§ DIRECTIONS FOR THIS TASK:
Return every entry exactly. Leave nothing out.

§ INFORMATION GIVEN:
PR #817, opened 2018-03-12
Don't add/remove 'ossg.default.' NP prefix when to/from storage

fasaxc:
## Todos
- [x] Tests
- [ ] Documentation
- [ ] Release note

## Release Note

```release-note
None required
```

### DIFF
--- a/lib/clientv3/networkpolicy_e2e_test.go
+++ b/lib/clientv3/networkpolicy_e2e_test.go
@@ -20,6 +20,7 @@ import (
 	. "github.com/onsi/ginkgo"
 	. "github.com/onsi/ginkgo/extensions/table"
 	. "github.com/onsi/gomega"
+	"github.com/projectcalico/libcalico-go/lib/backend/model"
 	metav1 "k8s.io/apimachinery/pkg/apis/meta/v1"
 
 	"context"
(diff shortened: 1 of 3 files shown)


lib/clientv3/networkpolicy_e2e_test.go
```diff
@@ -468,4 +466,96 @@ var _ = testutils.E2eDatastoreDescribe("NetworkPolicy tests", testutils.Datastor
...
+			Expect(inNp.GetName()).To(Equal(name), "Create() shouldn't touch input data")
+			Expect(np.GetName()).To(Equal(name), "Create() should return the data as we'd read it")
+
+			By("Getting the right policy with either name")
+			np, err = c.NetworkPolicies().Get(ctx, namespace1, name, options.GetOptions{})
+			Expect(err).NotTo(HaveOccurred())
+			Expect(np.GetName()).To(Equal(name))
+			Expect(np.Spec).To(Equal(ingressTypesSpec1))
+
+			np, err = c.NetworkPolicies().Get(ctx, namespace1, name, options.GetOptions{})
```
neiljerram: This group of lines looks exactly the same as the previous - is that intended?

§ SOLUTION TO THIS TASK:
PR #817, opened 2018-03-12
Don't add/remove 'ossg.default.' NP prefix when to/from storage

fasaxc:
## Todos
- [x] Tests
- [ ] Documentation
- [ ] Release note

## Release Note

```release-note
None required
```

### DIFF
--- a/lib/clientv3/networkpolicy_e2e_test.go
+++ b/lib/clientv3/networkpolicy_e2e_test.go
@@ -20,6 +20,7 @@ import (
 	. "github.com/onsi/ginkgo"
 	. "github.com/onsi/ginkgo/extensions/table"
 	. "github.com/onsi/gomega"
+	"github.com/projectcalico/libcalico-go/lib/backend/model"
 	metav1 "k8s.io/apimachinery/pkg/apis/meta/v1"
 
 	"context"
(diff shortened: 1 of 3 files shown)


lib/clientv3/networkpolicy_e2e_test.go
```diff
@@ -468,4 +466,96 @@ var _ = testutils.E2eDatastoreDescribe("NetworkPolicy tests", testutils.Datastor
...
+			Expect(inNp.GetName()).To(Equal(name), "Create() shouldn't touch input data")
+			Expect(np.GetName()).To(Equal(name), "Create() should return the data as we'd read it")
+
+			By("Getting the right policy with either name")
+			np, err = c.NetworkPolicies().Get(ctx, namespace1, name, options.GetOptions{})
+			Expect(err).NotTo(HaveOccurred())
+			Expect(np.GetName()).To(Equal(name))
+			Expect(np.Spec).To(Equal(ingressTypesSpec1))
+
+			np, err = c.NetworkPolicies().Get(ctx, namespace1, name, options.GetOptions{})
```
neiljerram: This group of lines looks exactly the same as the previous - is that intended?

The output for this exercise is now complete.